Records »
* * * * * * *
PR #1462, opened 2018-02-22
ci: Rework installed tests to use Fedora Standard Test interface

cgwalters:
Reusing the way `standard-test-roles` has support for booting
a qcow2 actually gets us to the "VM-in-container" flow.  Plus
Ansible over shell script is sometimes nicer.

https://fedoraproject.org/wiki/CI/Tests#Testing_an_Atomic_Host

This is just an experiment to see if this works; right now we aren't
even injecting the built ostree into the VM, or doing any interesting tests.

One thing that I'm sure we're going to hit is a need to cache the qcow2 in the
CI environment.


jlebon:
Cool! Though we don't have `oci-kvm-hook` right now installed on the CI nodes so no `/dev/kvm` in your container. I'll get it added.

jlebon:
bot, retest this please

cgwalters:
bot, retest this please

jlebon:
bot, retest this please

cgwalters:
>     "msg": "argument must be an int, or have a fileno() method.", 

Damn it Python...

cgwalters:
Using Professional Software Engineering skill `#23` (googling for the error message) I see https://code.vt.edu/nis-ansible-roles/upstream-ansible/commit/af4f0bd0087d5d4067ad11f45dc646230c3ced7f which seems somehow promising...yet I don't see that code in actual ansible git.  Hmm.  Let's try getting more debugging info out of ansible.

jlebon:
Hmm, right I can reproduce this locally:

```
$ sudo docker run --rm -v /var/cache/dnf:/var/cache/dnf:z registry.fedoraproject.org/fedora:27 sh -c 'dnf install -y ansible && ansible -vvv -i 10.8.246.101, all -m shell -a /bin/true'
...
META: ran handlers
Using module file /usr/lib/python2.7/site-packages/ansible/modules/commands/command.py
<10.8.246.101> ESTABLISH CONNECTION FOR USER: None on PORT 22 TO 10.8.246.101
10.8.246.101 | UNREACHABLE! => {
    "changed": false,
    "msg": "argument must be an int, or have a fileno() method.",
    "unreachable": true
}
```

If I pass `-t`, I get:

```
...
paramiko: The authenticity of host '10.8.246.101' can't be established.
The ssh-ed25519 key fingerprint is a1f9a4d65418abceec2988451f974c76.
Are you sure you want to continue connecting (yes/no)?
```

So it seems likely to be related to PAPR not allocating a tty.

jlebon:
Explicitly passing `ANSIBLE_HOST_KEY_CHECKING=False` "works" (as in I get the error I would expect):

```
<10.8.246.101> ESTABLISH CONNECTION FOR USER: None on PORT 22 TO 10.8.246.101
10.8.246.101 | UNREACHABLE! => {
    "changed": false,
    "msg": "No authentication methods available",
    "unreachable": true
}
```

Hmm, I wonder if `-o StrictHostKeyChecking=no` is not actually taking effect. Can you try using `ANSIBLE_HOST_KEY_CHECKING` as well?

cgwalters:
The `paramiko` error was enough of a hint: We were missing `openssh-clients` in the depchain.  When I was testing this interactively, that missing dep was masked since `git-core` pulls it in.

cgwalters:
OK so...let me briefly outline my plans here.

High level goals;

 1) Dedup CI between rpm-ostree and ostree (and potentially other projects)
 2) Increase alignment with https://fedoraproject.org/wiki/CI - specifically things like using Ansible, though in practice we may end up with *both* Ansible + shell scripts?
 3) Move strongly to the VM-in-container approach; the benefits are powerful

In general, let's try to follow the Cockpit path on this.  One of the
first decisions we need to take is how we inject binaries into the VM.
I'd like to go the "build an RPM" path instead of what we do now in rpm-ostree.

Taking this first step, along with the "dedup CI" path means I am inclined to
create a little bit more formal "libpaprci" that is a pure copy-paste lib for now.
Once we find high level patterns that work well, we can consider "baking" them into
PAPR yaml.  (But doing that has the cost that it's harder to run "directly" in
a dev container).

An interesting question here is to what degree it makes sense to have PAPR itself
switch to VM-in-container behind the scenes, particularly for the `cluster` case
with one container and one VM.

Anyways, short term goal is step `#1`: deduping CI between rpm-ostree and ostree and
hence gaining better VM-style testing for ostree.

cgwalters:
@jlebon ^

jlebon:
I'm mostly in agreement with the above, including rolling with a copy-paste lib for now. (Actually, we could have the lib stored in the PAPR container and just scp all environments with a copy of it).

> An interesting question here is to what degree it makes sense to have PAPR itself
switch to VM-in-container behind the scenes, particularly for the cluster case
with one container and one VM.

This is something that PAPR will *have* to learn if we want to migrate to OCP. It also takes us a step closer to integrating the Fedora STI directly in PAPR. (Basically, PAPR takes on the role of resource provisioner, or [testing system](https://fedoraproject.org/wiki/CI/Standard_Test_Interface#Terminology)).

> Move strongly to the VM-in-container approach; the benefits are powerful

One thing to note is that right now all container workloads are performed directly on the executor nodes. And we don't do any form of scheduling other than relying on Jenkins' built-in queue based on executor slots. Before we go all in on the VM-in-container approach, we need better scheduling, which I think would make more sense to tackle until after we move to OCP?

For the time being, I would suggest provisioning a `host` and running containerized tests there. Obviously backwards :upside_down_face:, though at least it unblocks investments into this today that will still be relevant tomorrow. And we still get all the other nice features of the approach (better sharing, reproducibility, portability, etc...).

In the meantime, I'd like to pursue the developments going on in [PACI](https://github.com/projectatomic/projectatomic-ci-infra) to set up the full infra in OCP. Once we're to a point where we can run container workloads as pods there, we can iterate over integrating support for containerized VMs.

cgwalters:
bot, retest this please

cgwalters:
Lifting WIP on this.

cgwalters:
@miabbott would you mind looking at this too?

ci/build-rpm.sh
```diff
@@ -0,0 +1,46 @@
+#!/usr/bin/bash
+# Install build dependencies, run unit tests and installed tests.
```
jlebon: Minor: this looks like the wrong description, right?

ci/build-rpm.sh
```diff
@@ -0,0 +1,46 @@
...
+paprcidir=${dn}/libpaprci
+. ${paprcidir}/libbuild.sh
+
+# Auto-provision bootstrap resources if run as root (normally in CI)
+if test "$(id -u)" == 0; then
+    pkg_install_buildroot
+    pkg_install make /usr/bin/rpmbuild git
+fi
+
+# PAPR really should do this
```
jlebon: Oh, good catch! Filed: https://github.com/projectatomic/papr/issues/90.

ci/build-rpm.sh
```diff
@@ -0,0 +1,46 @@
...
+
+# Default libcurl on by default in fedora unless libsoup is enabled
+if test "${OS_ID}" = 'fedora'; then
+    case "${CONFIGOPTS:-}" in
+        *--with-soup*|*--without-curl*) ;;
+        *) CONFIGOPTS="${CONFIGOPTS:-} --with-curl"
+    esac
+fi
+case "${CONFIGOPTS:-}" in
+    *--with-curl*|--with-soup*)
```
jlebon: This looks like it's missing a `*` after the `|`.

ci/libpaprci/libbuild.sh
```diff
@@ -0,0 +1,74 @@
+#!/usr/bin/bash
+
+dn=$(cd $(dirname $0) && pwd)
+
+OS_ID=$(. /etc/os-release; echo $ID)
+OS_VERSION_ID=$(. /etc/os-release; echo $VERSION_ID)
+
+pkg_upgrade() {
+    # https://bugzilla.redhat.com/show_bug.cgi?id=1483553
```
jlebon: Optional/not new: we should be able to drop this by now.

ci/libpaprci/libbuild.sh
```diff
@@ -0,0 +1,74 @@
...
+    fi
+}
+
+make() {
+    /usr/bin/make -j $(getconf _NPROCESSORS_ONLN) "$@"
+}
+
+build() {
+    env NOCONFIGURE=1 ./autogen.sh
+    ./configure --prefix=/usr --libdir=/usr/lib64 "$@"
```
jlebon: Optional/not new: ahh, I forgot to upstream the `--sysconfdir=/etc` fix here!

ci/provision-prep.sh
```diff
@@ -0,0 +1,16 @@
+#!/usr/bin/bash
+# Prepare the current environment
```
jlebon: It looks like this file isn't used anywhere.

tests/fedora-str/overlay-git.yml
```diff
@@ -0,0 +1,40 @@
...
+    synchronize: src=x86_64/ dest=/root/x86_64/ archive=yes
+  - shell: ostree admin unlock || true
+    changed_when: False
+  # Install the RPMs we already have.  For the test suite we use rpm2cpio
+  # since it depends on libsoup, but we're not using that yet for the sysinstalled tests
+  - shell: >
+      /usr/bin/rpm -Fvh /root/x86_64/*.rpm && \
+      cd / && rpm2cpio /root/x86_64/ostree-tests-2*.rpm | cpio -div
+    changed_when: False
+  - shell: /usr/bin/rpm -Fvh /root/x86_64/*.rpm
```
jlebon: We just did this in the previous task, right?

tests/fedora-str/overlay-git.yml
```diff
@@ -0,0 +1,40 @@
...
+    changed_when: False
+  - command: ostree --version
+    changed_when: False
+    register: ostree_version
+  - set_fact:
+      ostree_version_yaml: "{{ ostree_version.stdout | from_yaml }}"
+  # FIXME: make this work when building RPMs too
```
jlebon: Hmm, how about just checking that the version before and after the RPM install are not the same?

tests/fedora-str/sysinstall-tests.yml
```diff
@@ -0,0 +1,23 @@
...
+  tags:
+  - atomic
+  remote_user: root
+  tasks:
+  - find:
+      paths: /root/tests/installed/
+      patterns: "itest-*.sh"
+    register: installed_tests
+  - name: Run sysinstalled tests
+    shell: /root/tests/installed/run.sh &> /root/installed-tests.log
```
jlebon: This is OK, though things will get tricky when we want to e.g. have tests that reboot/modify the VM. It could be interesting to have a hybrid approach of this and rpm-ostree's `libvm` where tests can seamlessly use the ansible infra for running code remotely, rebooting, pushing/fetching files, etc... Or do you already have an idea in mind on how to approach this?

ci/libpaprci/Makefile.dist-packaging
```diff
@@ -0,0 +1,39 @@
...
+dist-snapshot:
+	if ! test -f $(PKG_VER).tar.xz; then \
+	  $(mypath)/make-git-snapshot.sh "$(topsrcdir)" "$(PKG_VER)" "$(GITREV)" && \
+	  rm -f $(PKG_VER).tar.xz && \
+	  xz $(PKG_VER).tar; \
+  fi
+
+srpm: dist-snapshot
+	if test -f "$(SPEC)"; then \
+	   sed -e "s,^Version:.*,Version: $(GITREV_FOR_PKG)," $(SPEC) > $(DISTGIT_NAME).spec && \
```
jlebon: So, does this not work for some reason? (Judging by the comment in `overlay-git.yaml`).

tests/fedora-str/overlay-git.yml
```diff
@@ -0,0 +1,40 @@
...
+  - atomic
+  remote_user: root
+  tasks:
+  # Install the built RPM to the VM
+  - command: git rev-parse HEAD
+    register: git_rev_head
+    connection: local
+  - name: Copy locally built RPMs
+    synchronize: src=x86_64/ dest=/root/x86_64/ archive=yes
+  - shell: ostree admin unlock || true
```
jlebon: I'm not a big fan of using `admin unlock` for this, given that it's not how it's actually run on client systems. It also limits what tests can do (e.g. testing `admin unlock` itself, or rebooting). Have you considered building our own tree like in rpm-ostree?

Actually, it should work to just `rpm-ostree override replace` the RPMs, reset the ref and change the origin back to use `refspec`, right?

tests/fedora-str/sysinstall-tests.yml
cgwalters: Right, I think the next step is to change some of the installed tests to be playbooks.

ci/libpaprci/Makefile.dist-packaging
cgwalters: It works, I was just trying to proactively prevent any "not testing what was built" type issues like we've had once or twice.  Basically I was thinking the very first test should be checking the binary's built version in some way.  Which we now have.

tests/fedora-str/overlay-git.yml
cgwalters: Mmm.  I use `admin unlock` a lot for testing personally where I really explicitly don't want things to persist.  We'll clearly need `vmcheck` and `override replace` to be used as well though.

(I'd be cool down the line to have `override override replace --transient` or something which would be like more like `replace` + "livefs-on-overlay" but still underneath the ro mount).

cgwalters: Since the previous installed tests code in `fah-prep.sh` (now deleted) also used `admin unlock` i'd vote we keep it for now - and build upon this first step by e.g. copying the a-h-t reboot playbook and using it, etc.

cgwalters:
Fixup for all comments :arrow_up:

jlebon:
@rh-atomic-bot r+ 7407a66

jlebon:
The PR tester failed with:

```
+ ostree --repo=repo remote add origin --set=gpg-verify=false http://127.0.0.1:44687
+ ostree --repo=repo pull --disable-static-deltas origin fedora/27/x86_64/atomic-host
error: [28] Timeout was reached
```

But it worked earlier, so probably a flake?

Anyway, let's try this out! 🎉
* * * * * * *
How to complete this task »
Among the records above, find each line holding "benefits" and list it.

Exercise response »
 3) Move strongly to the VM-in-container approach; the benefits are powerful
> Move strongly to the VM-in-container approach; the benefits are powerful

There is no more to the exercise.